実際には、鎮静化が起きたあともパーティメンバーやパーシバル王子、タバサなど、一部の人はまだ意思が残っていたし、聖主の御座から離れた場所では影響が薄かった。
なのでベルベット一人だけ、というのは脚色か、伝わっていくうちに内容が変わってしまったといったところでしょう。

また、ゼスティリアでいう「災厄の始まり」はカムランにあるし、そのさらに大元という意味では災禍の顕主や穢れのことを指すのだと思うけど、ベルベットについては「感情を消し去る儀式も凌ぐほど彼の者への憎しみを抱き、そして災厄の始まりを生んだ」という説明だけしかなく、災禍であったとも、導師を殺したともいわれず、彼女が悪なのか善なのか判断できないような感じになっていました。

スレイの性格的には「感情を消し去るのはよくない」と考えそうです。
その点では、「一人だけ感情を失わなかったベルベットが何かした」と聞いただけだったら、良いことをしたのだと思うかもしれません。でも沈静化が穢れをリセットする唯一の手段(一時でも穢れを完全に0にするという意味で)だったとしたら、彼はベルベットを非難するのだろうか。それとも。
スレイはベルベットに会ったらなんて言うんだろうな。

ベルセリア後にパーシバル王子が歴史から導師関係のことは抹消したものの、災禍の顕主一行の悪行の数々は人々の記憶にすでに鮮明に焼き付いていました。
ベルベットの伝承については、マギルゥの伝えたことと人々の間で語られていたことが混ざってしまったのか、もしくはマギルゥが面白可笑しく「あやつは本当に恐ろしい魔王じゃった……」とか盛って話した可能性もぜんぜんあるけれど。

  

しかし一番うれしかったのは、「ベルベット」という一人の女の子の名前が、1000年先の未来でも消えていなかったことです。

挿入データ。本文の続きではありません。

PR #111, opened 2022-06-28
Upgrade test fixes

jagerman:
- Active users was being pruned and thus breaking the test.
- Remove warning from an unnecessary call to cleanup() (which can't be called as was being done here).


majestrate (approved):
rubberstamp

もうほとんど概念と化して、誰にも会わずに、話さずに、眠っているだけの彼女のことを覚えている人がいた。誰にも讃えられず、知られることのなかった一人の女の子の戦いを、マギルゥは、ずっと忘れずにいてくれたんだ、と思えました。

マギルゥがこの世界やみんなのことをどーでもよくないと思えるようになったきっかけをくれたベルベット、その彼女から受け継いだ炎がずっと心に灯っていたこと。それがようやっと未来の導師と交差したこと。その導師がまたマオテラスを救ってくれること。

スレイの口から「ベルベット・クラウ」という名前が出ただけで、本当に意味のあることだと思うし、マギルゥがたったそれだけのために誓約を破ったのだとしても、私は納得してしまうような気がしました。

マギルゥ=メーヴィンは、歴史を<看取り、記録>する者として始まったのだと思うけれど、その後に彼女が担った「刻遺の語り部」という名のとおり、彼女は<語る>という行為を、真に大切にするようになったのだと思う。
それは語るための歴史を彼女が見たからで、彼女が忘れたくないと思った出来事がたくさんあったからで。

伝えたことが事実とは少し違う内容だったとしても、それが時間の流れとともに形を変えていったとしても、伝える相手が誰であっても、とにかく彼女は世界へ向けて語ったのだ。ベルベットという一人の村娘の記憶を。

あの興味なさげに「どーでもいいわい」とか言ってた彼女が。もうそれだけで、すごく救われてしまった。
そこが一番重要な部分だと思います。わずかでも、ベルベットを人の心の中で生きさせたこと。時期とか内容とかが食い違っていても、マギルゥが語ったということが一番大事。

 

あとビエンフーが一緒にいたのが本当に本当に最高だった。マギルゥの寿命に限界がくるときにも、ビエンフーはそばにいて看取ってくれたんだろうな。そしてそのあともずっと、姐さんとの思い出をノルミンたちに語っていたらいいなと思う。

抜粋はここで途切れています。